Two months. Let's see how the Spring 2013 ipad was doing two months in.

[http://www.slashgear.com/apple-new-ipad-supply-situation-
eas...](http://www.slashgear.com/apple-new-ipad-supply-situation-eases-
again-24229808/)

It also really bears mentioning that Apple used to roll out globally over 3-4
quarters to manage supply. This time they pretty much did the whole world in
one quarter. There's some interesting discussion that this presages a new
standard 6 month release cycle.

------
itry
The big questionmark I see with Apple is: They artificially reduce the
usefulness of their products. Can this strategy work out in the long run?
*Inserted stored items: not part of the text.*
PR #7529, opened 2022-08-03
Hiding TabStop property of PrintPreviewControl from Designer and setting the default value as false.

### LINKED ISSUE #3678: The PrintPreviewControl control have no dotted rectangle when using Keyboard focus on it
Repro:
1. create a core winforms application
2. add a text box and a print preview control to a form
3. run the application and TAB through the form
result: TAB key moves focus from the text box to the print preview control even though this control is not editable.

Let's consider a comprehensive fix in Core 6.0 - 
1. set default value for TabStop property to false:
```
        [Browsable(false)]
        [DefaultValue(false)]   << add this line
        new public bool TabStop
        {
            get => base.TabStop;
            set => base.TabStop = value;
        }
```
2. if the developer sets TabStop to true, we should draw the focus rectangle

_Originally posted by @Tanya-Solyanik in https://github.com/dotnet/winforms/issues/3660#issuecomment-666847840_

NikitaSemenovAkvelon:
Fixes #3678

## Proposed changes

- Set the default value of TabStop to false.
- Hided TabStop property from Designer.

## Customer Impact

- Developer won't see the TabStop property in Property view by designer.
- User won't tab to PrintPreviewControl.

## Regression? 

- No

## Risk

- Minimal.

### Before

image
image

### After

MicrosoftTeams-image
MicrosoftTeams-image (1)

## Test methodology 

- Manually via VS and WinForms app.
 

## Test environment(s) 

- .NET 6.0.7

The suggested change in #3678 didn't fix the behavior. DefaultValueAttribute responsible for will be a property set explicitly in Form.Designer.cs or not. I'd looked for how it works in Label and copied a fix from them.
Also, the fix covered case 2 from the issue, because it became unreachable. But if you are strongly sure that we need to add borders, it won't be done easily. Now there is no PrintPreviewControlRenderer class and drawing is processed inside Control.WmPaint(ref Message m) when control draws the first time or resource inside is changed.

###### Microsoft Reviewers: [Open in CodeFlow](https://portal.fabricbot.ms/api/codeflow?pullrequest=https://github.com/dotnet/winforms/pull/7529)


src/System.Windows.Forms/src/System/Windows/Forms/Printing/PrintPreviewControl.cs
```diff
@@ -271,6 +272,15 @@ public int StartPage
             remove => Events.RemoveHandler(EVENT_STARTPAGECHANGED, value);
         }
 
+        [DefaultValue(false)]
+        [Browsable(false)]
+        [EditorBrowsable(EditorBrowsableState.Never)]
```
Tanya-Solyanik, line 277: I think you want to add `[DispId((int)Ole32.DispatchID.TABSTOP)]` attribute. @JeremyKuhne - when do we use that attribute?

src/System.Windows.Forms/src/System/Windows/Forms/Printing/PrintPreviewControl.cs
```diff
@@ -271,6 +272,15 @@ public int StartPage
             remove => Events.RemoveHandler(EVENT_STARTPAGECHANGED, value);
         }
 
+        [DefaultValue(false)]
+        [Browsable(false)]
```
Tanya-Solyanik, line 276: If `TabStop` property is not browsable, it makes sense to make `TabIndex` not browsable to intellisense and property browser as well.

Tanya-Solyanik (commented):
I think we should discuss potential breaks caused by this change within the team and move it to .NET 8 for now.
This fix changes meaning of code-behind generated by the designer. Previously no TabStop property in the .designer.cs file meant `TabStop == true`. Now it would mean `false`.

src/System.Windows.Forms/src/System/Windows/Forms/Printing/PrintPreviewControl.cs
```diff
@@ -56,6 +56,7 @@ public PrintPreviewControl()
             Size = new Size(100, 100);
             SetStyle(ControlStyles.ResizeRedraw, false);
             SetStyle(ControlStyles.Opaque | ControlStyles.OptimizedDoubleBuffer, true);
+            TabStop = false;
```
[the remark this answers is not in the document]
NikitaSemenovAkvelon: The reason why I used TabStop here is that Label did by the same way (https://github.com/NikitaSemenovAkvelon/winforms/blob/main/src/System.Windows.Forms/src/System/Windows/Forms/Label.cs#L84). Moreover, few controls such as PictureBox, Panel, GroupBox and other have identical code.

src/System.Windows.Forms/src/System/Windows/Forms/Printing/PrintPreviewControl.cs
NikitaSemenovAkvelon: I absolutely agree with you, but I've done this like other uneditable controls. For example, Label contains the TabIndex property. However, if you think that we should hide TabIndex property too, I'll be glad to do it.

Tanya-Solyanik: No, let's be consistent with other controls. On the second thought it might be used by the taborder overlay in the VS

src/System.Windows.Forms/src/System/Windows/Forms/Printing/PrintPreviewControl.cs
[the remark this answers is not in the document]
Tanya-Solyanik: This is unfortunate because it raises a change event from the constructor where property did not have a chance to change. Ok, let's be consistent with other controls

Tanya-Solyanik (approved):

Tanya-Solyanik (approved):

They market themselfes as uber-user-friendly. But thats not the feeling I get
from their devices. I often feel frustrated by my ipad. Examples:

* I was on holiday in a hotel. Before leaving in the morning I looked up the road map of the local subway stations. They had a nice PDF so I wanted to save it. I didnt find a menu entry for that. I thought "Whats going on here? Where do you hide something as simple as the save command, Apple? I dont have time for searching!". In a hurry, I went to the internet for help and Googled "ipad save pdf". Answer: You cannot do it. What the fuck? You sell me a computer and then you dont allow me to save files on it? A real pain for no reason. I grabbed my android phone from my pocket, saved the PDF and was ready to go.

* Some days ago. I went out for lunch with a friend and wanted to show her a couple of photos I recently made. So I plugged my ipad into my notebook with the usb cable to copy the photos over. When I dragged the photos onto the ipad i got "action not supported". What? I got a strange feeling... googled "copy photos to ipad". And again... not possible. Is this a joke? Ok, so started a webserver on my notebook and then copied one by one in Safari.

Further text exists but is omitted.